Work to be completed: Take the entries below and print, exactly, the stretch from the line containing "When NATS client" through the line containing "Issue #53, opened 2023-02-27", both included.

Given records:

PR #112, opened 2023-08-14
Reconnect NatsSub commands

mtmk:
Collect all subscription and additional commands to be prioritized when reconnecting. Additional commands will be important for JetStream consumers to issue pull requests in order to reestablish their state on the server.


caleblloyd (approved):
LGTM

PR #113, opened 2023-08-14
Auth test output and proxy tidy-up

mtmk:
Fixed auth test output to return just the authorization method name rather than a dump of all variables.

Moved test proxy to its own file and suppressed unnecessary socket exception during connect and disconnect.


caleblloyd (approved):
LGTM

PR #114, opened 2023-08-15
JetStream consumer reconnect

mtmk:
When NATS client reconnects to the server JetStream pull requests must be restored along with subscriptions.


caleblloyd (approved):
LGTM

PR #121, opened 2023-08-31
consistent Nats class prefix

caleblloyd:
- Consistently use `Nats` prefix on public classes
- Change `Nkey` -> `NKey`


mtmk (approved):
LGTM

Issue #53, opened 2023-02-27
Support distributed tracing / OpenTelemetry


Kaarel:
Support distributed tracing with out of the box automatic instrumentation similar to ASP server, HttpClient etc https://opentelemetry.io/docs/instrumentation/net/libraries/

OpenTelemetry spec for messaging systems:
https://github.com/open-telemetry/opentelemetry-specification/blob/main/specification/trace/semantic_conventions/messaging.md

PR #124, opened 2023-09-01
Add OpenTelemetry Instrumentation

Cooksauce:
Implements: #53 
Background for OpenTelemetry in a messaging context: https://youtu.be/WsTYClGrOVI

As of now, this PR contains a rough implementation approach which is working in the sandbox. See below for how to run this. 

I have this set as a draft at the moment b/c I would like a bit of feedback on the general approach before moving forward and cleaning everything up well. Specifically, I'd like to know if the maintainers here approve of adding an `Activity` object to all of the commands. This was the best approach I came up with due to the pipelining nature of the actual msg publishing.
_Note that the objects should be null if no tracing listeners have been wired up._

#### Todo:
- [x] Propagation of trace context across publish --> subscribe
- [x] Create publisher span (i.e. `Activity`) on pub
- [x] Create consumer span (i.e. `Activity`) on sub
- [x] Complete implementation on all commands
- [x] Add jetstream receive activities
- ~~Surface "metrics"... counters, etc~~  (_tabled for follow up work_)

### Open Questions

1. Should jetstream control messages be surfaced or hidden? (maybe behind a different activity source?)
2. Should higher level messages (e.g. `kv put`, etc) be surfaced as such or as their underlying pub / sub commands? 

---
#### How to run in sandbox:
1. `docker-compose up` from `./sandbox` directory
2. run `Example.Core.SubscribeRaw` project
3. run `Example.Core.PublishModel` project
4. view traces in Jaeger UI at `http://localhost:16686`

#### Example trace at current state:
image


src/NATS.Client.Core/Telemetry.cs
```diff
@@ -0,0 +1,206 @@
...
+
+    public static ActivitySource NatsActivities { get; } = new(ActivitySourceName);
+
+    public static TracerProviderBuilder AddNatsInstrumentation(this TracerProviderBuilder builder)
+    {
+        builder.AddSource(ActivitySourceName);
+        return builder;
+    }
+
+    internal class Constants
```
Cooksauce, line 24: Need to agree on constant values. These probably should not change after release, b/c they could break monitoring rules & alerts users have set up.

sandbox/Example.Core.SubscribeRaw/Program.cs
```diff
@@ -1,25 +1,82 @@
...
+async Task ReadMessages(ChannelReader<NatsMsg> msgs, NatsConnection conn, CancellationToken ct)
 {
-    var data = Encoding.UTF8.GetString(msg.Data.ToArray());
-    Print($"[RCV] {msg.Subject}: {data}\n");
+    while (true)
+    {
+        try
+        {
+            var msg = await msgs.ReadAsync(ct);
+            using var _ = Activity.Current = msg.Activity;
```
Cooksauce, line 46: This isn't great, but since we have no way to know when `msg` goes out of scope, we have dispose/stop the activity via a `using` statement. Further, setting `Activity.Current` ensures context propagation on line 52.

Open to exposing this in a different way... but remember, `ChannelReader<NatsMsg>` can be consumed in parallel.

mtmk:
@Cooksauce thank you for the contribution!

src/NATS.Client.Core/NATS.Client.Core.csproj
```diff
@@ -19,6 +19,8 @@
           <PrivateAssets>all</PrivateAssets>
           <IncludeAssets>runtime; build; native; contentfiles; analyzers; buildtransitive</IncludeAssets>
         </PackageReference>
+        <PackageReference Include="OpenTelemetry.Api" Version="1.4.0" />
+        <PackageReference Include="OpenTelemetry.SemanticConventions" Version="1.0.0-rc9.9" />
```
mtmk, line 23: Not knowing that much about OTEL I have a quick question here. I thought `Activity` (AFAIK, which is part of .NET now) was all we needed to enable OTEL. Why do we need these `OpenTelemetry` dependencies?

Cooksauce: I would agree these aren't needed. We should use the `string` values that are in the `SemanticConventions`, but these can easily be hardcoded to avoid taking that dependency.

The `OpenTelemetry.Api` dependency is only needed for the `.AddNatsInstrumentation()` extension method. This is not strictly necessary. I think the ideal place for this extension method would actually be in the contrib repo so that a nuget package can be created under the `OpenTelemetry...` top level namespace.
See: [github.com/open-telemetry/opentelemetry-dotnet-contrib/.../TracerProviderBuilderExtensions.cs](https://github.com/open-telemetry/opentelemetry-dotnet-contrib/blob/main/src/OpenTelemetry.Instrumentation.GrpcCore/TracerProviderBuilderExtensions.cs)

larsfjerm: Here's an example for how Npgsql does it (separate project/package): 
https://github.com/npgsql/npgsql/tree/main/src/Npgsql.OpenTelemetry

sandbox/Example.Core.SubscribeRaw/Program.cs
Cooksauce: I currently see two alternative options to this api here. @mtmk What are your thoughts on these two options?

## 1. Stop (i.e. "complete") the `Activity` when it is returned from `msgs.ReadAsync()`.
It is then on the user to instrument their application w/ some kind of `Processing` `Activity` (if they choose). I think we'd want to have a convenience method to propagate the context here. So user code might look something like:
```csharp
var msg = await msgs.ReadAsync(ct); // receive activity completes here

// ---- optional user-managed "process" activity  ----
// helper option A
using var processActivity = Activity.Current = msg.StartChildActivity("my_processing_activity");

// helper option B - user brings their own ActivitySource
using var processActivity = Activity.Current = MyActivitySource.StartActivity(
    "my_processing_activity",
    ActivityKind.Internal,
    parentContext: msg.GetActivityContext());
// ---------------------------------------------------


// ...do stuff with msg
``` 
#### Span Timing:
```markdown
| 'receive_message' span |
                          | 'my_processing_activity' span |
```


## 2. Wrap the message in a `scope` type which would be disposed by user code at end of processing.
This can be a `struct` to avoid an allocation. It might look something like this:
```csharp
using var msgScope = await msgs.ReadAsync(ct);

// ---- optional user-managed "process" activity  ----
// helper option A
using var processActivity = Activity.Current = msgScope.StartChildActivity("my_processing_activity");

// helper option B - user brings their own ActivitySource
using var processActivity = Activity.Current = MyActivitySource.StartActivity(
    "my_processing_activity",
    ActivityKind.Internal,
    parentContext: msgScope.GetActivityContext());
// -------------------------------------------------

var msg = msgScope.Msg;
// ...do stuff with msg
```
#### Span Timing:
```markdown
| ---- 'receive_message' span ------- |
     | 'my_processing_activity' span |
```

---
#### My Opinion
Personally I like the first option better because, in the case where the user doesn't want to deal w/ tracing, it doesn't get in their way. Further, this seems to better align w/ the OpenTelemetry [documentation and definitions](https://opentelemetry.io/docs/specs/otel/trace/semantic_conventions/messaging/#consumer). It aligns with the example given [here](https://opentelemetry.io/docs/specs/otel/trace/semantic_conventions/messaging/#apache-kafka-with-quarkus-or-spring-boot-example).

mtmk: I agree. First option seems better to me too.

mtmk:
@Cooksauce btw if you're not already on https://slack.nats.io `#dotnet` channel we'd love to have you there as well 💯

mtmk:
A few updates:
* should we have the activity attached on the Header? would that help implementing something like HTTP trace headers as well e.g. in request-reply?
* There is also some work to create an Aspire hosting add-on. Tracing and metrics are desirable there as well.
* what about metrics?

Cooksauce:
Rebased this on top of the `pipelines-send` branch from PR #303 since there is quite a bit of overlapping changes. So there's not actually 80 files changed here. _I'm assuming that branch is gonna merge at some point_ (need to rebase again then).

---
> - should we have the activity attached on the Header? would that help implementing something like HTTP trace headers as well e.g. in request-reply?

I may be missing understanding you here, but this is how the trace is currently propagated in the implementation. Specifically, [here](https://github.com/Cooksauce/nats.net.v2/blob/9623470525ab73bd4400d9194b9636938b77abb2/src/NATS.Client.Core/Telemetry.cs#L83) after rebase and changes. Are there other headers you're thinking to add?

---
> - There is also some work to create an Aspire hosting add-on. Tracing and metrics are desirable there as well.

Aspire OTEL is a direct implementation of the standard, so this plugs right with the standard OpenTelemetry exporter. Aspire just sets the `OTEL_EXPORTER_OTLP_ENDPOINT` environment variable. 
_(screenshot of Aspire dashboard with latest changes from here below)_

---
> - what about metrics?

I think OpenTelemetry metrics export is a good idea. That said, the implementation for logging, tracing, and metrics is all pretty orthogonal in dotnet, so my opinion would be that be a separate, follow-up PR.


### Aspire Trace View
image

mtmk:
> I may be missing understanding you here, but this is how the trace is currently propagated in the implementation. Specifically, [here](https://github.com/Cooksauce/nats.net.v2/blob/9623470525ab73bd4400d9194b9636938b77abb2/src/NATS.Client.Core/Telemetry.cs#L83) after rebase and changes. Are there other headers you're thinking to add?

I was referring to passing activity down in headers instead of `NatsMsg` i.e. https://github.com/nats-io/nats.net.v2/pull/124/files#diff-82509a9a86e1e07fe3c25e4c89639eac80bb91a7dab2d1fafb46f786ae10232dR124

We also have an effort to minimize `NatsMsg` footprint since it's a struct in #282 

> I think OpenTelemetry metrics export is a good idea. That said, the implementation for logging, tracing, and metrics is all pretty orthogonal in dotnet, so my opinion would be that be a separate, follow-up PR.

yep, that makes sense.

> Aspire OTEL is a direct implementation of the standard, so this plugs right with the standard OpenTelemetry exporter

excellent! good to know. just wanted to bring that to your attention. the PR is here https://github.com/dotnet/aspire/pull/1175

mtmk:
@Cooksauce I also noticed @stebet is working on rabbitmq implementation https://github.com/rabbitmq/rabbitmq-dotnet-client/pull/1261

martinjt:
Just been pointed here, love the work...

Noticed a point on dependencies. We're not planning on taking anything in Contrib for .NET unless there's a big reason to in terms of extra functionality needed. We advise that you create a .OpenTelemetry package in your own namespace for that.

Be careful taking a dependency on the semantic conventions package, we're introducing some change there are some point. Not to say you shouldn't, it just might be better not to take that dependency if you don't need to.

I'm more than happy to help with any questions you have around the spec and how to implement in the best way like I did with a few other OSS projects like Rabbit.

martinjt:
Had a quick look... couple of small tweaks you can make... 

check ActivitySource.HasListeners instead of getting the Activity and checking for null.

Also, the comment around propagation is yes, it should propagate the Activity.Current properties, regardless of whether your instrumentation is active.

Finally, when creating/starting activities, add as many tags as you can inside the create method, it better perf (upto 8 and it uses a different faster approach) and it also provides people with the ability to Sample better as the parameters in the create/start are all you get access to.

I do open office hours, feel free to book some time if I can help move it along!

mtmk:
Thank you @martinjt we're eager to learn from you and we'd love to take you up on your kind offer. I'm still learning, @Cooksauce is our expert here. btw I noticed we're a bit behind. I'll get the branch up to date as soon as I can.

mtmk:
> Noticed a point on dependencies. We're not planning on taking anything in Contrib for .NET unless there's a big reason to in terms of extra functionality needed. We advise that you create a .OpenTelemetry package in your own namespace for that.

Just created `NATS.Net.OpenTelemetry` package (empty shell at the moment). Let me know if you all happy with the package naming or prefer something else @Cooksauce @stebet @martinjt @caleblloyd

Cooksauce:
Reworked this quite a bit to address the discussion here, and to make it play more nicely with jetstream & the higher level features built on top of that. I think it's ready for a real review now with deeper scrutiny. 
- [x] activity context should propagate even when Nats telemetry is off
- [x] activity is moved into headers to reduce msg size (note that this has the effect of allocating `NatsHeaders` if they were otherwise not present)

---

> check ActivitySource.HasListeners instead of getting the Activity and checking for null.

@martinjt I'm curious on this one, is there a reason you mention this other than the allocation of parameters such as `tags` 
in `.StartActivity(...)`?

> Finally, when creating/starting activities, add as many tags as you can inside the create method, it better perf (upto 8 and it uses a different faster approach) and it also provides people with the ability to Sample better as the parameters in the create/start are all you get access to.

@martinjt Thanks for this tip! The source definitely looks more optimized.

--- 

@mtmk Decisions to make before moving forward:
1. Are the Nats folks open to tweaking `NatsMsg<T>` to expose `NatsConnection` so that these couple things can be addressed? https://github.com/Cooksauce/nats.net.v2/blob/611093cf416d6fde1360d94191e806b2360a0843/src/NATS.Client.Core/NatsMsg.cs#L174
2. Are we okay leaving out OTEL Baggage support similar to RabbitMQ? - [github.com/rabbitmq/rabbitmq-dotnet-client/pull/1261#issuecomment-1875667625](https://github.com/rabbitmq/rabbitmq-dotnet-client/pull/1261#issuecomment-1875667625)

mtmk:
> @mtmk Decisions to make before moving forward:
> 
> 1. Are the Nats folks open to tweaking `NatsMsg<T>` to expose `NatsConnection` so that these couple things can be addressed? https://github.com/Cooksauce/nats.net.v2/blob/611093cf416d6fde1360d94191e806b2360a0843/src/NATS.Client.Core/NatsMsg.cs#L174

I think we can change the NatsMsg.ctor to take in a concrete NatsConnection since we do that pretty much with everything else (e.g. contexts, NatsJSMsg). For unit testing purposes we have NatsMsg-INatsMsg cast as an option. I don't think anyone will be passing interfaces to NatsMsg for unit testing if so I think it'd be reasonable to ask them to convert to accepting INatsMsg. So I'd say yes we can change NatsMsg to take NatsConnection (rather than INatsConnection) unless someone hollers otherwise cc @caleblloyd @sspates @to11mtm @paulomf

> 2. Are we okay leaving out OTEL Baggage support similar to RabbitMQ? - [github.com/rabbitmq/rabbitmq-dotnet-client/pull/1261#issuecomment-1875667625](https://github.com/rabbitmq/rabbitmq-dotnet-client/pull/1261#issuecomment-1875667625)

No idea TBH. If it's good enough for Rabbit good for us too I'm guessing 😅
@stebet do you have an objection?

oising:
> > 2. Are we okay leaving out OTEL Baggage support similar to RabbitMQ? - [github.com/rabbitmq/rabbitmq-dotnet-client/pull/1261#issuecomment-1875667625](https://github.com/rabbitmq/rabbitmq-dotnet-client/pull/1261#issuecomment-1875667625)
> 
> No idea TBH. If it's good enough for Rabbit good for us too I'm guessing 😅 @stebet do you have an objection?

Just my 2c, I think it's fine to leave it for another PR. The cooperative story behind OTEL's Baggage.* and Activity.Baggage.* APIs is vague at best, and frankly I could never get them to work reliably in tandem. Microsoft's legacy uses Trace-Context as a carrier, and OTEL use "baggage." Hopefully Microsoft will soon clear up the confusion caused by hiding their OTEL support inside of legacy APIs.

to11mtm:
> > @mtmk Decisions to make before moving forward:
> > 
> > 1. Are the Nats folks open to tweaking `NatsMsg<T>` to expose `NatsConnection` so that these couple things can be addressed? https://github.com/Cooksauce/nats.net.v2/blob/611093cf416d6fde1360d94191e806b2360a0843/src/NATS.Client.Core/NatsMsg.cs#L174
> 
> I think we can change the NatsMsg.ctor to take in a concrete NatsConnection since we do that pretty much with everything else (e.g. contexts, NatsJSMsg). For unit testing purposes we have NatsMsg-INatsMsg cast as an option. I don't think anyone will be passing interfaces to NatsMsg for unit testing if so I think it'd be reasonable to ask them to convert to accepting INatsMsg. So I'd say yes we can change NatsMsg to take NatsConnection (rather than INatsConnection) unless someone hollers otherwise cc @caleblloyd @sspates @to11mtm @paulomf
> 
> > 2. Are we okay leaving out OTEL Baggage support similar to RabbitMQ? - [github.com/rabbitmq/rabbitmq-dotnet-client/pull/1261#issuecomment-1875667625](https://github.com/rabbitmq/rabbitmq-dotnet-client/pull/1261#issuecomment-1875667625)
> 
> No idea TBH. If it's good enough for Rabbit good for us too I'm guessing 😅 @stebet do you have an objection?

Thanks for the tag here. Thanks to a tangentially related conversation, I actually have two important-ish points/questions.

1: Can we get benchmarks for this before/after? To be clear we don't have to have telemetry actually 'wired up', moreso want to make sure perf impact is minimized for minimal cases.

2: Agree OTEL could be a separate PR if folks really need it (AFAIR it's the 'old thing' anyway) but no strong feelings either way.

martinjt:
I'm not sure what you mean by OTEL being the old way and leaving that to
another PR?

stebet:
Also the plan is not to leave baggage propagation out for the RabbitMQ client. It'll be added very soon, we just wanted to get the core ActivitySource implementation PR done first.

mtmk:
> Thanks for the tag here.

Thank you! I appreciate everyone's help here since my OTEL knowledge is quite limited until I can find some time to get up to speed with it all.

> Thanks to a tangentially related conversation, I actually have two important-ish points/questions.
> 
> 1: Can we get benchmarks for this before/after? To be clear we don't have to have telemetry actually 'wired up', moreso want to make sure perf impact is minimized for minimal cases.

My quick publish only benchmarks didn't show anything alarming but I plan to run more comprehensive benchmarks especially to make sure we're not affecting applications not using OTEL. Could you expand a little on what you meant by "we don't have to have it wired up" please?

> 
> 2: Agree OTEL could be a separate PR if folks really need it (AFAIR it's the 'old thing' anyway) but no strong feelings either way.

👍

oising:
> I'm not sure what you mean by OTEL being the old way and leaving that to another PR?

I think they mean "OTEL baggage," though I don't think that changes your sentiment. Baggage isn't an old thing, and is a first-class and orthogonal feature to Tracing.

src/NATS.Net.OpenTelemetry/OpenTelemetryTracingExtensions.cs
```diff
@@ -0,0 +1,23 @@
...
+
+public static class OpenTelemetryTracingExtensions
+{
+    /// <summary>
+    /// Enables trace collection on activity sources from the NATS.Client nuget package.
+    /// </summary>
+    /// <param name="builder"><see cref="TracerProviderBuilder"/> being configured.</param>
+    /// <param name="includeInternal">Include traces from internal messaging used for control flow and lower level usage during high level abstractions (e.g. JetStream, KvStore, etc)</param>
+    /// <returns>The same instance of <see cref="TracerProviderBuilder"/> to chain the calls.</returns>
+    public static TracerProviderBuilder AddNatsInstrumentation(this TracerProviderBuilder builder, bool includeInternal = false)
```
davidfowl, line 14: Is this library needed? It's wrapper around calling a method with these 2 strings.

to11mtm:
Unless Nats.Net.Core is somehow pulling in the `OpenTelemetry` package by
some other virtue it makes sense to me despite the low line count, as it
avoids unnecessary library churn for those who don't need it and/or those
who are hoping for constrained/IOT deploy scenarios.

Alas I'm semi out of pocket so can't easily check if there's a better spot
in existing project structure, if there is that may be a better option.

src/NATS.Net.OpenTelemetry/OpenTelemetryTracingExtensions.cs
martinjt: This is pretty standard. Providing a second package that provides a strongly typed extension to add the instrumentation.

What we've found is that people don't want the magic strings for `AddSource()` and they want the semantic meaning of "Adding instrumentation". It's also providing the semantics and documentation around what internal vs standard telemetry is.

Adding a second package means that you don't need pollute the main packages with OpenTelemetry. That said, that will be required for baggage to work properly at some point soon though.

davidfowl: I get why but IMO, I wouldn't use this package because it does so little.

martinjt:
The audience for the package is not really you or I.

There is a big audience for strongly typed abstractions like that, even if
it was for a single method.

From talking to people about this kind of thing, they feel adding the
string is a hack, as it could change etc.

It's lightweight, and shouldn't really change, so the maintainence overhead
being minimal means the advantage around adoption outweighs it in our
opinion on the Otel teams.

davidfowl:
<rant>

Well .NET did all of this work to make sure that library authors could use core primitives to emit traces, metrics and logs without taking on extra dependencies. Except these core libraries still need an extra companion package to call an extension method to turn on the telemetry. The story is incomplete, and we'll get to a point where that isn't needed. I hope these glue packages go away.

</rant>

martinjt:
There's lots of ways .NET could solve this, I'm surprised that the research
already done by the .NET hasn't already flagged this gap.

Until there is a better way, this is rhe recommended approach from
OpenTelemetry, if the .NET team has other recommendations then it would be
great to hear them as part of the OpenTelemetry SIGs which are the ones
guiding, you're welcome to join sometime and discuss it.

The only solution I've heard so far is to move the magic strings to app
config (like the idea for meters), which doesn't solve the problem that
developers want strongly typed extensions.

I suppose its upto the team here whether they want to follow the
conventions, or stick with the advice of using the strings.

iby-dev:
Are there any updates in this space? The target branch contains  a few nice-to-haves? I don't think these changes have made into the main branch.

mtmk:
> Are there any updates in this space? The target branch contains a few nice-to-haves? I don't think these changes have made into the main branch.

@iby-dev thanks for your interest. please feel free to open a new issue or PR with features you want to see implemented.

PR #126, opened 2023-09-06
Jetstream preview release 1

mtmk:
* Consume and fetch error handling removes
* Consume and fetch now throws exception on JS terminal errors
* Removed ErrorHandler option
* Async enumerable initial List implementation
* Domain option added to JSOpts
* Logging improvements for testing
* Option validations now throw exception


src/NATS.Client.JetStream/Internal/NatsJSOpsDefaults.cs
```diff
@@ -10,13 +10,11 @@ internal static class NatsJSOpsDefaults
     private static readonly TimeSpan HeartbeatMin = TimeSpan.FromSeconds(.5);
 
     internal static (long MaxMsgs, long MaxBytes, long ThresholdMsgs, long ThresholdBytes) SetMax(
```
caleblloyd, line 12: I'm a little late in catching this, but I think this Class Name is supposed to be `NatsJSOptsDefaults`? (missing t in Opts)

Not a huge deal since it's internal

src/NATS.Client.JetStream/NatsJSOpts.cs
```diff
@@ -4,19 +4,29 @@ namespace NATS.Client.JetStream;
 
 public record NatsJSOpts
 {
-    public NatsJSOpts(NatsOpts opts, string? apiPrefix = default, int? maxMsgs = default, AckOpts? ackOpts = default, string? inboxPrefix = default)
+    public NatsJSOpts(NatsOpts opts, string? apiPrefix = default, string? domain = default, AckOpts? ackOpts = default, string? inboxPrefix = default)
     {
         ApiPrefix = apiPrefix ?? "$JS.API";
-        MaxMsgs = maxMsgs ?? 1000;
         AckOpts = ackOpts ?? new AckOpts(opts.WaitUntilSent);
         InboxPrefix = inboxPrefix ?? opts.InboxPrefix;
```
caleblloyd, line 11: Should we get rid of `InboxPrefix` and always use the one from `NatsOpts`?  I can't see a reason why we'd need a different one for the JS Context

caleblloyd (commented):
Looks good, a couple small comments

caleblloyd (approved):
LGTM

src/NATS.Client.JetStream/NatsJSOpts.cs
mtmk: Agreed.

PR #127, opened 2023-09-07
Add connection state to nats connection interface

vahpetr:
**Summary**
This Pull Request aims to extend the `INatsConnection` interface by adding a new property `NatsConnectionState ConnectionState { get; }`. This new property will provide real-time information about the state of the NATS connection.

**Rationale**
1. Increased Transparency
Knowing the state of the NATS connection at any point in time is crucial for efficiently managing resources and ensuring that messages are successfully published or consumed. By exposing this state through `INatsConnection`, we allow all client code to make informed decisions based on the state.

2. Enhanced Control Flow
In multi-threaded and distributed applications like ours, it's vital to have more control over asynchronous operations. The ConnectionState property can serve as a gatekeeper before performing certain actions, like sending messages, thus minimizing failed attempts and errors.

For example, in the given Producer class:

```csharp
while (!cancellationToken.IsCancellationRequested)
{
    if (_nats.ConnectionState != NatsConnectionState.Open)
    {
        await Task.Delay(1000, cancellationToken);
        continue;
    }
    // ... (publish message)
}
```
Here, we can efficiently pause and resume the message-publishing loop based on the NATS connection state.

3. Simplified Debugging and Monitoring
By exposing the NATS connection state, we make it easier to debug issues related to connectivity. It becomes straightforward to write monitoring tools that can alert developers or take corrective action when the NATS connection transitions to an undesirable state.

**Conclusion**
Adding a `NatsConnectionState ConnectionState { get; }` property to the `INatsConnection` interface is a minimal yet powerful extension that can benefit virtually every NATS client application. It simplifies control flow, makes debugging easier, and increases transparency in system operations.

### DIFF
--- a/src/NATS.Client.Core/INatsConnection.cs
+++ b/src/NATS.Client.Core/INatsConnection.cs
@@ -6,6 +6,11 @@ namespace NATS.Client.Core;
 public interface INatsConnection
 {
     /// <summary>
+    /// Gets the current state of the NATS connection.
+    /// </summary>
+    NatsConnectionState ConnectionState { get; }
+
+    /// <summary>
     /// Send PING command and await PONG. Return value is similar as Round Trip Time (RTT).
     /// </summary>
     /// <param name="cancellationToken">A <see cref="CancellationToken"/> used to cancel the command.</param>


mtmk:
@vahpetr thank you for your contribution and detailed explanation. `ConnectionState` is already a public property of `NatsConnection` so I don't see an issue. @caleblloyd what do you think?

Just to note, connection is initiated when the first call is made. I haven't tried it but in your while loop example, it might not publish at all if no call (e.g. ping, pub, sub) was made using the same `NatsConnection` object before. A first connection must be in place for retry mechanism to kick-in when disconnected.

mtmk:
Should we expose `ServerInfo` as well?

vahpetr:
> Should we expose `ServerInfo` as well?

Thanks for the quick feedback. You're right about the connection initiation. However, the `BackgroundService` in my example operates continuously, and pausing it isn't an option. That's why exposing `ConnectionState` in the interface would help manage the flow better. And yes, adding ServerInfo sounds like a great idea. Should I add PR to `ServerInfo`?

caleblloyd:
Don't think we should put them on the Interface.  An example of why that might not be a good idea is the `AlterNats` sharding Nats Connection, or a Nats Connection pool.  There is no single connection state, the backing implementation has a pool of connections.

`ServerInfo` is Internal right now - I guess we could make it public

mtmk:
@vahpetr I think changing the public interface isn't going to work because of the points raised by @caleblloyd. In your scenario you might want to use `Ping` to achieve a similar function.

I also think you have a good point about connection management. Currently it's an internal function and not extensible, of course feel free to look at that area as well. BTW we'd love to have you on https://slack.nats.io `#dotnet` channel if you aren't already there. So please feel free to start an issue, discussion (here on GitHub or Slack) to explore this topic further.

Exercise result:
When NATS client reconnects to the server JetStream pull requests must be restored along with subscriptions.


caleblloyd (approved):
LGTM

PR #121, opened 2023-08-31
consistent Nats class prefix

caleblloyd:
- Consistently use `Nats` prefix on public classes
- Change `Nkey` -> `NKey`


mtmk (approved):
LGTM

Issue #53, opened 2023-02-27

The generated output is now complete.